Search the records for lines that contain the word "else". Copy them all.
** Exercise material follows **
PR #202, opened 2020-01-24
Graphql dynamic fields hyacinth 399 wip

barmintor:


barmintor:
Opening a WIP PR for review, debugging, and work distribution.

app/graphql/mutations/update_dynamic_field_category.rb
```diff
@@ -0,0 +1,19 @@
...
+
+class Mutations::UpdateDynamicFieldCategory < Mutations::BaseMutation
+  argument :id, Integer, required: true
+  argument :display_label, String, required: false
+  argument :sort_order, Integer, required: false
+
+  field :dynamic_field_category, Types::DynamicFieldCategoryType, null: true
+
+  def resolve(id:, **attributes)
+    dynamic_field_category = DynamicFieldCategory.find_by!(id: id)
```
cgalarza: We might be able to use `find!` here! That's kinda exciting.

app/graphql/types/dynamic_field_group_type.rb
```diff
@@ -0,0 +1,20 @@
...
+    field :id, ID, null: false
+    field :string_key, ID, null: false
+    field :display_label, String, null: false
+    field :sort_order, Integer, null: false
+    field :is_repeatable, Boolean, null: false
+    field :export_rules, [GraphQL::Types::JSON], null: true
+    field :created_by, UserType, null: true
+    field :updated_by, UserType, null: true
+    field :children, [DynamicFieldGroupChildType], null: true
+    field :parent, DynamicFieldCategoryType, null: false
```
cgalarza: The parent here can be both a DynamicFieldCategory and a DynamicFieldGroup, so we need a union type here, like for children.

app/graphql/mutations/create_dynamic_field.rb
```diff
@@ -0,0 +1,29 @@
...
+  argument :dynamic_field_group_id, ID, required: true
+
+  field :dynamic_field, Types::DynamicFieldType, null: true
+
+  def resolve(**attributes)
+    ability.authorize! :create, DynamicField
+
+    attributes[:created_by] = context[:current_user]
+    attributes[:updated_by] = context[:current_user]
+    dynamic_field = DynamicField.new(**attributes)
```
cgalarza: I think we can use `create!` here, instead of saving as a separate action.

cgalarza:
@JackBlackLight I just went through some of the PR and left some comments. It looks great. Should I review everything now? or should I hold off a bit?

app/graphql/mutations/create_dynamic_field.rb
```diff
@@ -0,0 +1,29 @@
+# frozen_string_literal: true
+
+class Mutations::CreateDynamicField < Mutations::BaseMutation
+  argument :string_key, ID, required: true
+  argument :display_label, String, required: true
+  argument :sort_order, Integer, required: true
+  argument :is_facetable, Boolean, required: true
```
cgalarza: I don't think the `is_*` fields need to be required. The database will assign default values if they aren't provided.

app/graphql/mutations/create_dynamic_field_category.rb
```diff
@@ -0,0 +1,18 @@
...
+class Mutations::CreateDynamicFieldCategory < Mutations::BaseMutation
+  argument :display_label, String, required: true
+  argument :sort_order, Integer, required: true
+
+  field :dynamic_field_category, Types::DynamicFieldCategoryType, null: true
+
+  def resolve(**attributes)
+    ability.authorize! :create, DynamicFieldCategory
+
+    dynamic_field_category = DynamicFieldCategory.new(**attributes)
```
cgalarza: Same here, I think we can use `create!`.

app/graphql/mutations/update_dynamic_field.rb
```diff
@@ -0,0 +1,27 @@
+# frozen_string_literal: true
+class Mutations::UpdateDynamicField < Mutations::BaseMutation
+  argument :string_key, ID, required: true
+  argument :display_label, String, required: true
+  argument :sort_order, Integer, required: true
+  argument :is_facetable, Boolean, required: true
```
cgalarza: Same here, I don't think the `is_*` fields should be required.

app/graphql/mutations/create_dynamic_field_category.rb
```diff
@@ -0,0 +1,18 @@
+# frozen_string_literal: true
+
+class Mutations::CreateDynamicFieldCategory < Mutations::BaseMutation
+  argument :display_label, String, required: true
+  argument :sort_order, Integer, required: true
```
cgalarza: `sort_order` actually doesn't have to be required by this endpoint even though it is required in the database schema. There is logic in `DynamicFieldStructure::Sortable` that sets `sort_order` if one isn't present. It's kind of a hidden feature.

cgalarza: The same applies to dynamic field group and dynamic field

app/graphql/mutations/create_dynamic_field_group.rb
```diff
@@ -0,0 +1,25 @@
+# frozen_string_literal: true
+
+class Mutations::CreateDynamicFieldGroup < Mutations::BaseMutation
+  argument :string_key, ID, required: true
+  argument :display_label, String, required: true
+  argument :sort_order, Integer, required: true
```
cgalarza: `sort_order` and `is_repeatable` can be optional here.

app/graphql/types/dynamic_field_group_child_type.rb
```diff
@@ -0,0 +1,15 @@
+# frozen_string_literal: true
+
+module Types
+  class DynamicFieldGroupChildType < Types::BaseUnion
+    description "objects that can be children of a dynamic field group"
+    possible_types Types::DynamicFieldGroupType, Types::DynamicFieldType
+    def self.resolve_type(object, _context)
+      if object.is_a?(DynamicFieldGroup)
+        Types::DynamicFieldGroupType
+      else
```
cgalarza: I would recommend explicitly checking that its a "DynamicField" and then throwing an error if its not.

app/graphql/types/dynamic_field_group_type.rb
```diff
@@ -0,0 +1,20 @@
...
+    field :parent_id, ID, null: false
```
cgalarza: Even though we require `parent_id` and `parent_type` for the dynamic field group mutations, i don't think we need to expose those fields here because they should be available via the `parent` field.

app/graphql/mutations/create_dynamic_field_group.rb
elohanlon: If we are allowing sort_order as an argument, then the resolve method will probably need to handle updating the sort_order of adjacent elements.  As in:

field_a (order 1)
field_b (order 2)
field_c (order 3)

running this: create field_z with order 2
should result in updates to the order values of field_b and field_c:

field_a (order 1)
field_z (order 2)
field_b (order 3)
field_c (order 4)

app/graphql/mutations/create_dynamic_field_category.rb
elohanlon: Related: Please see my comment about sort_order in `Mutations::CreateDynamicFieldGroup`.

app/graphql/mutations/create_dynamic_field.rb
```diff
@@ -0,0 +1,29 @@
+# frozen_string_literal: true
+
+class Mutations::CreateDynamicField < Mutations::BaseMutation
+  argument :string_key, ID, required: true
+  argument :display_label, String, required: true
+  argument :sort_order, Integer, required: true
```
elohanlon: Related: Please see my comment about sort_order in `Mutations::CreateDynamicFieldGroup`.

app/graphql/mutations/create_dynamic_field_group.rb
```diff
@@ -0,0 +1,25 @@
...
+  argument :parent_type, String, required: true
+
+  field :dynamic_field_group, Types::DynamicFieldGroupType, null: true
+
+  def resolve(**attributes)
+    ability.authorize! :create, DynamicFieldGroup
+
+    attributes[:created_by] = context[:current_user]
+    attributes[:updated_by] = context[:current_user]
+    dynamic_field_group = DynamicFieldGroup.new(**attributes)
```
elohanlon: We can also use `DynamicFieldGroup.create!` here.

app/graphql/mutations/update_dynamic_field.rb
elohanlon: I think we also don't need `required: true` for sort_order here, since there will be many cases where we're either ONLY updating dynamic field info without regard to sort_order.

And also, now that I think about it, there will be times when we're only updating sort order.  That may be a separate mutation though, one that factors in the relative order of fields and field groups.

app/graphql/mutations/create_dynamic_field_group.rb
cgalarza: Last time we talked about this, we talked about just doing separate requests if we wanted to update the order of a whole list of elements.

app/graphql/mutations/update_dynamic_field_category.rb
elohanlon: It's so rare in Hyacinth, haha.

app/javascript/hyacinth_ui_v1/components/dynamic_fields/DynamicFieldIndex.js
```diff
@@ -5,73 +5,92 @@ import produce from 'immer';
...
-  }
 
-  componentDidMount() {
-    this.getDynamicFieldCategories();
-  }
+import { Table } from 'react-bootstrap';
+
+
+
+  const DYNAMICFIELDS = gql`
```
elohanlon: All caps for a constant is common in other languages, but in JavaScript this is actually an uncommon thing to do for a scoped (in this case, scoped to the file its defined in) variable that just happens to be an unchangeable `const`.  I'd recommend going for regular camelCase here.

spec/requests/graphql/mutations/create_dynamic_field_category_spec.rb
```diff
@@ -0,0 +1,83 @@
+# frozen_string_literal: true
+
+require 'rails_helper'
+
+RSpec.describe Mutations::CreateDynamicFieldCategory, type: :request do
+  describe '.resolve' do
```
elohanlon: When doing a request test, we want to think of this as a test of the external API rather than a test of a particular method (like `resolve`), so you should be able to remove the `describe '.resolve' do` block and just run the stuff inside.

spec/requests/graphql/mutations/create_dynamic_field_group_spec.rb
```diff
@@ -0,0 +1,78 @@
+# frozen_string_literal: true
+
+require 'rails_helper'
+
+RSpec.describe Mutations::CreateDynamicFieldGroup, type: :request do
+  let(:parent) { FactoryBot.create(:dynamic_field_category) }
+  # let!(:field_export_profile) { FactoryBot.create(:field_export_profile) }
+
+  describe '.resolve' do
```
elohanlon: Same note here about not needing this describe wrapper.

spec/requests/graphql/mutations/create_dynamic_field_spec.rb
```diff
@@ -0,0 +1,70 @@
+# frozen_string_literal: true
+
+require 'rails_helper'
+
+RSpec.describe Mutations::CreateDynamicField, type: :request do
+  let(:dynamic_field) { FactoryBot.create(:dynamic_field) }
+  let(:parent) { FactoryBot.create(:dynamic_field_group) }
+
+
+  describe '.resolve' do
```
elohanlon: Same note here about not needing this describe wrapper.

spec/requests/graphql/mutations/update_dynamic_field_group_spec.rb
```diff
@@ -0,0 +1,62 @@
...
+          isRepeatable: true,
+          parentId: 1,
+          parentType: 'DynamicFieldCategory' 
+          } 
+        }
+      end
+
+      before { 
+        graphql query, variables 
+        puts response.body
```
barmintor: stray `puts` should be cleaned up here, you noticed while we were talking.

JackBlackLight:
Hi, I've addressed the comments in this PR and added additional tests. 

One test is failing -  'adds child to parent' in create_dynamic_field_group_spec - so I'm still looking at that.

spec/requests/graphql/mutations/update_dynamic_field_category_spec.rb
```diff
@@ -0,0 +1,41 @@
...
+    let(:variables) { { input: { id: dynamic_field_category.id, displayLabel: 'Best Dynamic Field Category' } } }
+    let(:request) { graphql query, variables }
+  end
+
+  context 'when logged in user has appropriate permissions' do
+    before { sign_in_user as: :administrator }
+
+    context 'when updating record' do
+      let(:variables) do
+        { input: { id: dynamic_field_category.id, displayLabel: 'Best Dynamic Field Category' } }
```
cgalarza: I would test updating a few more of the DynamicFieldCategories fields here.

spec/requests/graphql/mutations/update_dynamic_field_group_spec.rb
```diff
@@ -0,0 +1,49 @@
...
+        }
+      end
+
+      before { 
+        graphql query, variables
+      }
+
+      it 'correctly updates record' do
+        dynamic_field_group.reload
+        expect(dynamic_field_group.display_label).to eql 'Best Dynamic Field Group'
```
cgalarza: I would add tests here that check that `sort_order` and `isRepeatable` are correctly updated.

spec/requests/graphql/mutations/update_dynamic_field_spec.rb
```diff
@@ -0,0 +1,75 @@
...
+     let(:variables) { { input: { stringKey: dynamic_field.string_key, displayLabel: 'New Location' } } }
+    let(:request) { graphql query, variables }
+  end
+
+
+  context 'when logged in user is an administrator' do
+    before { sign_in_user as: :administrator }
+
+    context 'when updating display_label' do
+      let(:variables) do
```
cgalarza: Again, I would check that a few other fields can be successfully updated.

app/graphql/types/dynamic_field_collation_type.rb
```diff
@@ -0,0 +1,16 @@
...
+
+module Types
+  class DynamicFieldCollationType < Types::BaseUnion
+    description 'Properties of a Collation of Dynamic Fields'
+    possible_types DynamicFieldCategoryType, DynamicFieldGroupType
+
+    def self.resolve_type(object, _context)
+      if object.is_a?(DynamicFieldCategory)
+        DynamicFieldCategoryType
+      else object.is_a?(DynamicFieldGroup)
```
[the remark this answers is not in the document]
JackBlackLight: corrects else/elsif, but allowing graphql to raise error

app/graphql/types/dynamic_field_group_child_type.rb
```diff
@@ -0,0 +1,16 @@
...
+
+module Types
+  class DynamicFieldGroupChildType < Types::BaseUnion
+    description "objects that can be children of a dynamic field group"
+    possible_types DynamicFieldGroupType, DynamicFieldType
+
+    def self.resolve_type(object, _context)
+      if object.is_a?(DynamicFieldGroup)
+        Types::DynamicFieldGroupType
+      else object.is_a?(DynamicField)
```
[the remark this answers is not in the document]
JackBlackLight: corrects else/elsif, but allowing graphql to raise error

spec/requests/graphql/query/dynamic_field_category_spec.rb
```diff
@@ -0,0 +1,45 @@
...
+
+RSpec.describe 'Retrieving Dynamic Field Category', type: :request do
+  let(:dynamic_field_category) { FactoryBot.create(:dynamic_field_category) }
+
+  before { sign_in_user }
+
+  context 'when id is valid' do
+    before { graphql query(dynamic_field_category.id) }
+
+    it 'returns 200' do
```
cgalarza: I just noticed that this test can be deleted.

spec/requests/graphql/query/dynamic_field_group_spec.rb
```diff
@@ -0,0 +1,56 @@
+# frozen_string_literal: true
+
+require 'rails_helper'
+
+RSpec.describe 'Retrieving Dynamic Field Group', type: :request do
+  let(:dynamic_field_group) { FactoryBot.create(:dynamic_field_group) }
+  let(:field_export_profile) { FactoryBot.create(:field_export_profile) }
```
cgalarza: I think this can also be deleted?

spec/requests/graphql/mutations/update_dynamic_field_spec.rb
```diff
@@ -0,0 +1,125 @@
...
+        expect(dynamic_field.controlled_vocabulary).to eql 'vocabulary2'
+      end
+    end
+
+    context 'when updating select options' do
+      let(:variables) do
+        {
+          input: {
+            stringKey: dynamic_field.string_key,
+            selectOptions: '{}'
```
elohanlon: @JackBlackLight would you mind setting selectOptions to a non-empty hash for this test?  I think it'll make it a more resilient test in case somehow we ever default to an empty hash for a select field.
** End of Exercise material **
** Exercise material follows **
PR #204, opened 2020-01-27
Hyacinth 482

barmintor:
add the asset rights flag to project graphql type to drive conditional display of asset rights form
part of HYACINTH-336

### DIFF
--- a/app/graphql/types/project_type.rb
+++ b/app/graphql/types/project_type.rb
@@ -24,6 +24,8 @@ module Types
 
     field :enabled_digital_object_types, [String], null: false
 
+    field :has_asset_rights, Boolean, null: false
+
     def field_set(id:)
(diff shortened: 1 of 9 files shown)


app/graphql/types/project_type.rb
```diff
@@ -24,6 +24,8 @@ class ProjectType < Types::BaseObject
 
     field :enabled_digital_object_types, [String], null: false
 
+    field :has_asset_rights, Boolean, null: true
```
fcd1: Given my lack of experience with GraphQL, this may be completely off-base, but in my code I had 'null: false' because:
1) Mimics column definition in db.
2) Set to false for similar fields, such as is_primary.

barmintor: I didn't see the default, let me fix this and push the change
** End of Exercise material **
** Exercise material follows **
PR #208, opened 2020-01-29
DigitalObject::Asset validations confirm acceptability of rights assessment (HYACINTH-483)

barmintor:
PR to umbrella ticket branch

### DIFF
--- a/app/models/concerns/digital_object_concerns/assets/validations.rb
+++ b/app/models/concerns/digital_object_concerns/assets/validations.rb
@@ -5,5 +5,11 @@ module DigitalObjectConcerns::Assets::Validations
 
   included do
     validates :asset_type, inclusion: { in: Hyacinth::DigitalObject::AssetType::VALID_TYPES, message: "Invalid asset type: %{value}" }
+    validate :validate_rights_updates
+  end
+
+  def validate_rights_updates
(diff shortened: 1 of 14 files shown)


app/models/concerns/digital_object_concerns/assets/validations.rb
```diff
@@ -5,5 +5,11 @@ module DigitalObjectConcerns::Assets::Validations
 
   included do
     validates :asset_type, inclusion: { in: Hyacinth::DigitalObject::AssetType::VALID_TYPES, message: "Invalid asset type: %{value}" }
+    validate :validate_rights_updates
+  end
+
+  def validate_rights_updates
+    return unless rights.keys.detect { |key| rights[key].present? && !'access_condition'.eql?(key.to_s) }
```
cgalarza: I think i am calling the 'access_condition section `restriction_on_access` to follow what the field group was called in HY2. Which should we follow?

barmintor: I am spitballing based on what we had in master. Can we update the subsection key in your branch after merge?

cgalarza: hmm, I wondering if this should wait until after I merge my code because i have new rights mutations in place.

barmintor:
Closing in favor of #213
** End of Exercise material **
» **Solution for this exercise**
+      else
+      else object.is_a?(DynamicFieldGroup)
JackBlackLight: corrects else/elsif, but allowing graphql to raise error
+      else object.is_a?(DynamicField)
JackBlackLight: corrects else/elsif, but allowing graphql to raise error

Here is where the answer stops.